» PROBLEM TO SOLVE
Every single entry that follows is to be retyped exactly.

» PROVIDED ENTRIES
PR #4, opened 2026-04-14
feat: Sub-agent orchestration via tool calls

gautam-achieveai:
## Summary

- Adds sub-agent orchestration enabling parent `MultiTurnAgentLoop` to spawn, monitor, and resume child agents through LLM tool calls (`Agent` / `CheckAgent`)
- Sub-agents inherit filtered parent tools with recursive delegation support, concurrency gating via `SemaphoreSlim`, and conversation persistence for agent resurrection
- Includes `SubAgentManager` (lifecycle orchestration), `SubAgentToolProvider` (`IFunctionProvider` integration), plus 5 supporting types and 9 new tests (7 unit + 2 integration)

### New files (`src/LmMultiTurn/SubAgents/`)
- **SubAgentTemplate.cs** — Named template configuration (system prompt, agent factory, tool filters, max turns)
- **SubAgentOptions.cs** — Top-level config: template dictionary, max concurrency, default store factory
- **SubAgentState.cs** — Runtime state: status enum, turn summary record, per-agent tracking
- **SubAgentManager.cs** — Core orchestrator: spawn, resume, peek, monitor, dispose
- **SubAgentToolProvider.cs** — `IFunctionProvider` exposing `Agent` and `CheckAgent` tools

### Modified
- **MultiTurnAgentLoop.cs** — New `subAgentOptions` constructor parameter; snapshots tools before registering sub-agent provider; disposes manager on shutdown

### Tests
- **SubAgentManagerTests.cs** — 7 unit tests covering spawn, concurrency limits, peek, completion relay, disposal
- **SubAgentIntegrationTests.cs** — 2 integration tests: full parent→sub-agent→parent flow, tool registration verification

## Test plan
- [x] All 9 new tests pass
- [x] Full solution builds with 0 errors
- [x] 137/138 existing tests pass (1 pre-existing flaky `CodexAgentLoopTests` unrelated to this PR)
- [ ] Verify CI passes on GitHub

Fixes #3

Issue #3, opened 2026-04-14
Sub-Agent Orchestration: Enable LLM to spawn and monitor child agents via tool calls


gautam-achieveai:
## Summary

Add sub-agent orchestration to `MultiTurnAgentLoop`, allowing the primary LLM to delegate tasks to independent child agents via tool calls. Sub-agents run their own `MultiTurnAgentLoop` with independent configuration (system prompt, tools, model) and communicate results back to the parent through a direct reference.

This follows a similar pattern to Claude Code's Task tool for sub-agent spawning, but with **bidirectional communication** — the parent can peek into sub-agent progress, and the sub-agent pushes completion messages back to the parent.

## Value

- **Developers** building complex AI workflows get first-class multi-agent orchestration
- Enables **parallel task delegation** — an LLM can farm out research, analysis, or sub-tasks while continuing its main work
- **Context isolation** — each sub-agent has its own conversation history, avoiding token bloat in the parent
- **Observability** — the parent can monitor sub-agent progress without waiting for completion

#### 1. `SubAgentManager`
Manages the lifecycle of active sub-agents within a parent `MultiTurnAgentLoop`.
- Tracks active sub-agents in a `ConcurrentDictionary<string, SubAgentEntry>`
- Enforces configurable concurrency limit (default: 5)
- Handles cleanup when parent stops
- Buffers recent turns per sub-agent for the peek mechanism

#### 2. `spawn_subagent` Tool
Registered in the parent's `FunctionRegistry`. Called by the LLM to create a sub-agent.
- **Parameters:**
  - `agentName` — selects a pre-defined named sub-agent template (system prompt + default tools)
  - `task` — user prompt / task description for the sub-agent
  - `addTools` _(optional)_ — additional tools to grant beyond the template defaults
  - `removeTools` _(optional)_ — tools to exclude from the template defaults
- **Returns:** `{ agentId, status: "running" }` — non-blocking
- **Behavior:** Creates a new `MultiTurnAgentLoop` with the template's system prompt, resolved tool set, and the task as initial input. Passes a parent reference (`IMultiTurnAgent`) so the sub-agent can send completion messages.

#### 3. `peek_subagent` Tool
Registered in the parent's `FunctionRegistry`. Called by the LLM to check sub-agent progress.
- **Parameters:** `agentId`
- **Returns:** Compact summary:
  - Sub-agent status (`running`, `completed`, `failed`)
[...]

PR #27, opened 2026-05-03
Feat/deferred tool execution

rinz13r:
## Problem

`MultiTurnAgentLoop` executes tool calls synchronously: the run loop awaits every handler via `Task.WhenAll(pendingToolCalls.Values)` before starting the next turn. This works for fast tools (filesystem reads, in-process computation, quick HTTP calls) but breaks down whenever a tool's result depends on something the loop can't drive forward on its own.

Concrete scenarios that don't fit the current model:

- **Human-in-the-loop approval.** LLM asks to read a directory; a human must approve before it proceeds. Approval may take minutes to hours.
- **External async APIs with callbacks.** A bank verification API accepts a request and fires a webhook 10 minutes later. Nothing useful to await locally.
- **Long-running batch jobs.** Submit work to a queue or scheduler; result comes back via a separate channel.
- **Sub-agents with their own tool loops.** Already long-lived; modeling them as deferred calls is a natural fit.

In all of these the handler can't reasonably block. Today, doing so would:

- Pin a turn (and the entire run loop) for the full duration.
- Prevent the loop from draining new inputs from `SendAsync` until the slow tool returns (`TryDrainInputs` runs at turn boundaries).
- Provide no cooperative cancellation — handler signatures are `Func<string, Task<string>>` with no `CancellationToken`.
- Hide partial progress from the UI and the LLM.

## The generalizing insight

Approval is not a special case. The unifying primitive is **deferred tool execution**: a handler that returns a placeholder synchronously and is resolved later by *something* outside the loop. The loop should not care whether that "something" is a human, a webhook, a worker, or a timer.

Specializations collapse into thin integration layers:

| Use case | What "resolves" the call |
|---|---|
| HITL approval | UI calls `ResolveToolCallAsync` when the human acts |
| Bank webhook | Webhook receiver calls `ResolveToolCallAsync` |
| Long batch job | Worker calls `ResolveToolCallAsync` on completion |
| Timeout/cancellation | Host timer calls `ResolveToolCallAsync` with an error |

## Why a placeholder is required, not optional

Both Anthropic and OpenAI enforce that every `tool_use` (or `tool_call`) ID in an assistant message must have a matching `tool_result` before the next assistant inference. There is no "partially answered tool calls" state in either contract.

So while the loop is waiting on a deferred resolution, it must still place *some* `tool_result` in history for protocol validity. A placeholder string (`"PENDING ..."`) plus a flag like `IsDeferred = true` on the message satisfies both the contract and the loop's own state-tracking needs.

When resolution arrives, the placeholder is replaced in-place by the real result (mutating history by `ToolCallId`). Appending a second `tool_result` for the same ID is not a defined operation and would produce an invalid request payload.

## Design implications worth noting

These are flagged here as motivation context; the actual design lives in `design.md` (TBD).

- **History as the single source of truth.** Pending state lives on `ToolCallResultMessage` (e.g., `IsDeferred`), not in a parallel registry. Persistence via `IConversationStore` is then automatic.
- **Resolution is one API.** `ResolveToolCallAsync(toolCallId, result, isError)` — used identically by every integrator. Approvals, webhooks, and timeouts all funnel through it.
- **Idempotency matters once async is in scope.** Webhooks retry; resolution must be safe against double-delivery in a way approvals never required.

» EXERCISE RESPONSE
PR #4, opened 2026-04-14
feat: Sub-agent orchestration via tool calls

gautam-achieveai:
## Summary

- Adds sub-agent orchestration enabling parent `MultiTurnAgentLoop` to spawn, monitor, and resume child agents through LLM tool calls (`Agent` / `CheckAgent`)
- Sub-agents inherit filtered parent tools with recursive delegation support, concurrency gating via `SemaphoreSlim`, and conversation persistence for agent resurrection
- Includes `SubAgentManager` (lifecycle orchestration), `SubAgentToolProvider` (`IFunctionProvider` integration), plus 5 supporting types and 9 new tests (7 unit + 2 integration)

### New files (`src/LmMultiTurn/SubAgents/`)
- **SubAgentTemplate.cs** — Named template configuration (system prompt, agent factory, tool filters, max turns)
- **SubAgentOptions.cs** — Top-level config: template dictionary, max concurrency, default store factory
- **SubAgentState.cs** — Runtime state: status enum, turn summary record, per-agent tracking
- **SubAgentManager.cs** — Core orchestrator: spawn, resume, peek, monitor, dispose
- **SubAgentToolProvider.cs** — `IFunctionProvider` exposing `Agent` and `CheckAgent` tools

### Modified
- **MultiTurnAgentLoop.cs** — New `subAgentOptions` constructor parameter; snapshots tools before registering sub-agent provider; disposes manager on shutdown

### Tests
- **SubAgentManagerTests.cs** — 7 unit tests covering spawn, concurrency limits, peek, completion relay, disposal
- **SubAgentIntegrationTests.cs** — 2 integration tests: full parent→sub-agent→parent flow, tool registration verification

## Test plan
- [x] All 9 new tests pass
- [x] Full solution builds with 0 errors
- [x] 137/138 existing tests pass (1 pre-existing flaky `CodexAgentLoopTests` unrelated to this PR)
- [ ] Verify CI passes on GitHub

Fixes #3

Issue #3, opened 2026-04-14
Sub-Agent Orchestration: Enable LLM to spawn and monitor child agents via tool calls


gautam-achieveai:
## Summary

Add sub-agent orchestration to `MultiTurnAgentLoop`, allowing the primary LLM to delegate tasks to independent child agents via tool calls. Sub-agents run their own `MultiTurnAgentLoop` with independent configuration (system prompt, tools, model) and communicate results back to the parent through a direct reference.

This follows a similar pattern to Claude Code's Task tool for sub-agent spawning, but with **bidirectional communication** — the parent can peek into sub-agent progress, and the sub-agent pushes completion messages back to the parent.

## Value

- **Developers** building complex AI workflows get first-class multi-agent orchestration
- Enables **parallel task delegation** — an LLM can farm out research, analysis, or sub-tasks while continuing its main work
- **Context isolation** — each sub-agent has its own conversation history, avoiding token bloat in the parent
- **Observability** — the parent can monitor sub-agent progress without waiting for completion

#### 1. `SubAgentManager`
Manages the lifecycle of active sub-agents within a parent `MultiTurnAgentLoop`.
- Tracks active sub-agents in a `ConcurrentDictionary<string, SubAgentEntry>`
- Enforces configurable concurrency limit (default: 5)
- Handles cleanup when parent stops
- Buffers recent turns per sub-agent for the peek mechanism

#### 2. `spawn_subagent` Tool
Registered in the parent's `FunctionRegistry`. Called by the LLM to create a sub-agent.
- **Parameters:**
  - `agentName` — selects a pre-defined named sub-agent template (system prompt + default tools)
  - `task` — user prompt / task description for the sub-agent
  - `addTools` _(optional)_ — additional tools to grant beyond the template defaults
  - `removeTools` _(optional)_ — tools to exclude from the template defaults
- **Returns:** `{ agentId, status: "running" }` — non-blocking
- **Behavior:** Creates a new `MultiTurnAgentLoop` with the template's system prompt, resolved tool set, and the task as initial input. Passes a parent reference (`IMultiTurnAgent`) so the sub-agent can send completion messages.

#### 3. `peek_subagent` Tool
Registered in the parent's `FunctionRegistry`. Called by the LLM to check sub-agent progress.
- **Parameters:** `agentId`
- **Returns:** Compact summary:
  - Sub-agent status (`running`, `completed`, `failed`)
[...]

PR #27, opened 2026-05-03
Feat/deferred tool execution

rinz13r:
## Problem

`MultiTurnAgentLoop` executes tool calls synchronously: the run loop awaits every handler via `Task.WhenAll(pendingToolCalls.Values)` before starting the next turn. This works for fast tools (filesystem reads, in-process computation, quick HTTP calls) but breaks down whenever a tool's result depends on something the loop can't drive forward on its own.

Concrete scenarios that don't fit the current model:

- **Human-in-the-loop approval.** LLM asks to read a directory; a human must approve before it proceeds. Approval may take minutes to hours.
- **External async APIs with callbacks.** A bank verification API accepts a request and fires a webhook 10 minutes later. Nothing useful to await locally.
- **Long-running batch jobs.** Submit work to a queue or scheduler; result comes back via a separate channel.
- **Sub-agents with their own tool loops.** Already long-lived; modeling them as deferred calls is a natural fit.

In all of these the handler can't reasonably block. Today, doing so would:

- Pin a turn (and the entire run loop) for the full duration.
- Prevent the loop from draining new inputs from `SendAsync` until the slow tool returns (`TryDrainInputs` runs at turn boundaries).
- Provide no cooperative cancellation — handler signatures are `Func<string, Task<string>>` with no `CancellationToken`.
- Hide partial progress from the UI and the LLM.

## The generalizing insight

Approval is not a special case. The unifying primitive is **deferred tool execution**: a handler that returns a placeholder synchronously and is resolved later by *something* outside the loop. The loop should not care whether that "something" is a human, a webhook, a worker, or a timer.

Specializations collapse into thin integration layers:

| Use case | What "resolves" the call |
|---|---|
| HITL approval | UI calls `ResolveToolCallAsync` when the human acts |
| Bank webhook | Webhook receiver calls `ResolveToolCallAsync` |
| Long batch job | Worker calls `ResolveToolCallAsync` on completion |
| Timeout/cancellation | Host timer calls `ResolveToolCallAsync` with an error |

## Why a placeholder is required, not optional

Both Anthropic and OpenAI enforce that every `tool_use` (or `tool_call`) ID in an assistant message must have a matching `tool_result` before the next assistant inference. There is no "partially answered tool calls" state in either contract.

So while the loop is waiting on a deferred resolution, it must still place *some* `tool_result` in history for protocol validity. A placeholder string (`"PENDING ..."`) plus a flag like `IsDeferred = true` on the message satisfies both the contract and the loop's own state-tracking needs.

When resolution arrives, the placeholder is replaced in-place by the real result (mutating history by `ToolCallId`). Appending a second `tool_result` for the same ID is not a defined operation and would produce an invalid request payload.

## Design implications worth noting

These are flagged here as motivation context; the actual design lives in `design.md` (TBD).

- **History as the single source of truth.** Pending state lives on `ToolCallResultMessage` (e.g., `IsDeferred`), not in a parallel registry. Persistence via `IConversationStore` is then automatic.
- **Resolution is one API.** `ResolveToolCallAsync(toolCallId, result, isError)` — used identically by every integrator. Approvals, webhooks, and timeouts all funnel through it.
- **Idempotency matters once async is in scope.** Webhooks retry; resolution must be safe against double-delivery in a way approvals never required.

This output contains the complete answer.